Please set down, word for word, each line from the one containing "I would expect that as" through the final line of the records below, both included, and nothing else.

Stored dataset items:
=== Begin Enclosure ===

PR #61595, opened 2022-10-10
Smart controller one engine support

### LINKED ISSUE #52009: Smart Engine Controller shuts down with single engine
### Describe the bug

I'm unsure if this is more appropriate as a bug or feature request since the issue is borderline a bug via it's text and borderline a feature request since it seems like it might be asking to alter the item to add a feature.

The Smart Engine Controller lists as one of it's uses cases a Stationary Generator. However, in the case of a single engine vehicle it will shut itself down and refuse to function at all.

This feels like a bug, since when the vehicle isn't moving and you aren't in control of it, it functions as a stationary generator. If I'm running a high power operation like an autoclave and I don't have a large amount of battery capacity, then I would expect that if I activated it while not driving and left it to it's devices, it'd work to keep the battery level topped off.

Instead, like I mentioned it shuts itself down.

### Steps To Reproduce

Add a Smart Engine Controller to a single engine vehicle.
Activate it while stationary and without taking control of the vehicle.
Wait
SEC will shut itself off complaining that it is attached to a single engine vehicle and that it's intended for multiple engines.

### Expected behavior

I would expect that as long as you don't take control of the vehicle, that it would work to maintain the battery charge level.

### Screenshots

_No response_

- OS: Windows
    - OS Version: 10.0 2009
- Game Version: 0.F-2 [64-bit]
- Graphics Version: Tiles
- Mods loaded: [
    Dark Days Ahead [dda],
]

### Additional context

_No response_

kebkaldanil:
#### Summary
Bugfixes "Smart controller one engine support"

#### Purpose of change
fixes #52009

#### Describe the solution

Now when there is only combustion engines in vehicle smart controller will turn on/off engine when necessary

Previous version added same logic, but it was optional and could be enabled in the smart controller configuration

#### Testing

Manually tested by adding/removing engines

#### Additional context

Added smart_controller_ui_selection enum
Added new option in general section "Force smart engine controller off". If enabled, turn off the smart engine controller when you turn off the engine of the car without an electric motor. Has option "ask"


kebkaldanil:
> "new logic" is very undescriptive, how are players expected to understand what the toggle does without diving into code?
> 
> I'm not sure why you need the toggle, eyeballing it majority of the changes are to make the toggle and a smaller part is the actual fix; IMO if the fix works then it should be the "only" correct logic

Thanks for your comment. Updated

src/vehicle.cpp
```diff
@@ -1463,6 +1463,12 @@ int vehicle::install_part( const point &dp, const vehicle_part &new_part )
     bool enable = false;
     if( new_part.is_engine() ) {
         enable = true;
+        // if smart conntroller is enabled there is charge in battery, no need to test it
```
Fris0uman, line 1466:
```suggestion
        // if smart controller is enabled there is charge in battery, no need to test it
```

kebkaldanil: thanks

=== End Enclosure ===

▸ **Problem solution**:
I would expect that as long as you don't take control of the vehicle, that it would work to maintain the battery charge level.

### Screenshots

_No response_

- OS: Windows
    - OS Version: 10.0 2009
- Game Version: 0.F-2 [64-bit]
- Graphics Version: Tiles
- Mods loaded: [
    Dark Days Ahead [dda],
]

### Additional context

_No response_

kebkaldanil:
#### Summary
Bugfixes "Smart controller one engine support"

#### Purpose of change
fixes #52009

#### Describe the solution

Now when there is only combustion engines in vehicle smart controller will turn on/off engine when necessary

Previous version added same logic, but it was optional and could be enabled in the smart controller configuration

#### Testing

Manually tested by adding/removing engines

#### Additional context

Added smart_controller_ui_selection enum
Added new option in general section "Force smart engine controller off". If enabled, turn off the smart engine controller when you turn off the engine of the car without an electric motor. Has option "ask"


kebkaldanil:
> "new logic" is very undescriptive, how are players expected to understand what the toggle does without diving into code?
> 
> I'm not sure why you need the toggle, eyeballing it majority of the changes are to make the toggle and a smaller part is the actual fix; IMO if the fix works then it should be the "only" correct logic

Thanks for your comment. Updated

src/vehicle.cpp
```diff
@@ -1463,6 +1463,12 @@ int vehicle::install_part( const point &dp, const vehicle_part &new_part )
     bool enable = false;
     if( new_part.is_engine() ) {
         enable = true;
+        // if smart conntroller is enabled there is charge in battery, no need to test it
```
Fris0uman, line 1466:
```suggestion
        // if smart controller is enabled there is charge in battery, no need to test it
```

kebkaldanil: thanks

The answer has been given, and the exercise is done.